19 particulate matter. In addition, metals, acid gases, and organic compounds are setting requirements for flue gas cleaning systems. Due to the new requirements for flue gas acids like SO x,hcl, HF, dust and many other multipollutants, owners of coal fired, oil fired and waste fired power plants are continuously evaluating the merits of adding back-end air quality control systems (AQCS). The dry technology of Circulating Fluidized Bed Scrubbing (CFBS) is a viable pathway for addressing multi-pollutant control in a cost effective manner and is well suited for retrofitting of existing power plants. Construction costs can be reduced as the major system components can be pre-assembled on the ground and lifted into place during system erection. The technology provides high pollutant removal efficiencies up to 99 % for SO 2, SO 3, HCl and HF. Further the absorber/fabric filter arrangement is highly adaptable for sorbent injection for removal of heavy metals including mercury. Basin Dry Fork station project, located in Gillette, Wyoming, USA (Figure 10), which entered commercial operation 2011, featured best available dry flue gas scrubbing technology (BAT) for the first time worldwide in single unit size for a 420 MW e coal fired boiler plant (520 MWe equivalent at sea level condition). Compared to wet FGD, the main advantages of this technology are up to 30 % less water consumption, the high removal efficiencies of SO 2, SO 3 and H 2 SO 4 in particular, the assured product utilization for landfill at the nearby opencast coal mine and significantly lower investment costs (up to 50 %).

20 Figure 10. CFB Scrubber Process Flow schematic, Dry Flow Station As presented in Figure 10, the absorber vessel is a self cleaning CFB upflow reactor wherein all reactants are introduced at the bottom of the vessel along with a large portion of particulate solids collected from a downstream fabric filter.
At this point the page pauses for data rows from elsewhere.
PR #1820, opened 2022-08-18
Fix: Filters are reset when the page is reloaded 

Ifycode:
- Fixes ushahidi/platform#4469

Testing checklist:
- [x] Filter is retained on page reload (but reset on login or logout)

Ping @ushahidi/platform

### DIFF
--- a/legacy/app/auth/authentication-events.run.js
+++ b/legacy/app/auth/authentication-events.run.js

SO 2 and SO 3 enter with the boiler flue gas, and the hydrated lime reagent is then introduced to the absorber above the entry point of the flue gas. The turbulator absorber wall surfaces provide high mixing and pollutant capture efficiency as reactants move to the top of the absorber. The gas is cooled by evaporation of a spray of low quality water injected into the absorber. The ratio of hydrated lime, recycled particulate, and, if necessary, fly ash solids to spray water is approximately 20:1 translating into extremely high surface area for conversion of SO 2 and SO 3 to calcium sulfate and calcium sulfite. The process does not require peripheral equipment such as rotary atomizers, spray spargers, or mist eliminators utilized in conventional dry or wet scrubbers. From the fabric filter clean flue gas is directed to the stack with almost no emissions left. Commercial operation of the FWGW Dry CFB began in June The first operation experiences of Basin Dry Fork station project have been excellent. The technology is able to meet the strict emission requirements and even more.

21 Summary Over the past 35 years, circulating fluidized bed (CFB) boiler technology has evolved from industrial boiler technology used to burn difficult fuels to utility size, latest reference being Samcheok 4 x 550 MW e project. Established benefits include fuel flexibility and multi-fuel firing in addition to low SO 2, and NO x emissions without secondary flue gas clean-up systems. When Russian solid fuels are considered, CFB boilers are ideal for several solid fuels, such as bituminous- and anthracite coals, lignite, petroleum coke, peat and biomass. The fuel flexibility and fuel switching, as well as co-firing capability give significant economic advantage, allowing to choose/use the most cost effective fuel at any time, firing lower cost local fuels instead of high quality fuels with far transportation. Basin CFB scrubber entered commercial operation 2011, featuring best available dry flue gas scrubbing technology (BAT) for the first time worldwide in single unit size over 500 MW e for a coal fired boiler plant. First operation experiences of Basin Dry Fork station project have been excellent.